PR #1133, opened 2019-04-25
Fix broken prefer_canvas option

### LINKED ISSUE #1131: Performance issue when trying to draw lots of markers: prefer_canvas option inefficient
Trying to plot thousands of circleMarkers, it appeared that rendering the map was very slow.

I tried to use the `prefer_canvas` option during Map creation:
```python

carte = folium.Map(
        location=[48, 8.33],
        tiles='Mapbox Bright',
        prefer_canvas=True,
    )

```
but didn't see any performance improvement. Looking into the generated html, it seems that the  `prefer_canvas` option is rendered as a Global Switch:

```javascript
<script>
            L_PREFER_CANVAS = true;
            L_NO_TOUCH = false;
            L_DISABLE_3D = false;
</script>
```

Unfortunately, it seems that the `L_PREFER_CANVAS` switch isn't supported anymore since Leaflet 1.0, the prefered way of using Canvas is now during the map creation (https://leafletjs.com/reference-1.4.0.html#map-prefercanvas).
__________________________________________________
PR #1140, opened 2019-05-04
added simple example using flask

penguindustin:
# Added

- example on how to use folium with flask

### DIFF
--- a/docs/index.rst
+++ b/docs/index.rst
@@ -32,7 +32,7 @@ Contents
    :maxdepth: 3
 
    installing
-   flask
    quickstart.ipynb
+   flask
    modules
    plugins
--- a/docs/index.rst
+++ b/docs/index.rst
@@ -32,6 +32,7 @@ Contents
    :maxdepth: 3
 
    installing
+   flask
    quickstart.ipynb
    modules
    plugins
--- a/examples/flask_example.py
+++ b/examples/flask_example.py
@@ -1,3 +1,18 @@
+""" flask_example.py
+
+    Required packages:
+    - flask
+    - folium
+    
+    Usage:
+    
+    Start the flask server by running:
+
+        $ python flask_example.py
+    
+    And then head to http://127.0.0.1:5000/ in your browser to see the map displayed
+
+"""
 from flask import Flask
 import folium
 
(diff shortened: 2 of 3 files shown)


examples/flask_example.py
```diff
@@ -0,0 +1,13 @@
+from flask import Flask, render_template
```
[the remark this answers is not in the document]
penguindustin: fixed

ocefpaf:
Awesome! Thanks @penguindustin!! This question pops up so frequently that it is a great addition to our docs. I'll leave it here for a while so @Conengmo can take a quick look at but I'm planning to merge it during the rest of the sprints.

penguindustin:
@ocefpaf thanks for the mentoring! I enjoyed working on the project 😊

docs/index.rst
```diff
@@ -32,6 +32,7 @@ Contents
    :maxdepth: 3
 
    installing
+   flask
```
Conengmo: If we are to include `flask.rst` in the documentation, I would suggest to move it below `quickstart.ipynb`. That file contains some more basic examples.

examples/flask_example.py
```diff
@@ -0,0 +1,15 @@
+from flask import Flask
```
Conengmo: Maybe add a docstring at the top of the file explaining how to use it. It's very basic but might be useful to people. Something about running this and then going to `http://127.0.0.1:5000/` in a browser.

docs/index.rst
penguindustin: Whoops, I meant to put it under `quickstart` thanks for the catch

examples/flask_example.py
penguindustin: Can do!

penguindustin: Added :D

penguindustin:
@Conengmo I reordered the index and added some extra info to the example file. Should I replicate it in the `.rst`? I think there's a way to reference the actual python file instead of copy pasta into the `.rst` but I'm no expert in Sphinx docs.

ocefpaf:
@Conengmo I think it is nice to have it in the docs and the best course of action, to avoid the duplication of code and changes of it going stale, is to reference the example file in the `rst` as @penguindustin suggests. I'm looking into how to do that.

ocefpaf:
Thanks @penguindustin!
__________________________________________________
Work out how many lines in the entries above include the word "opened". Respond with only the number.

▶ **COMPLETED TASK**
2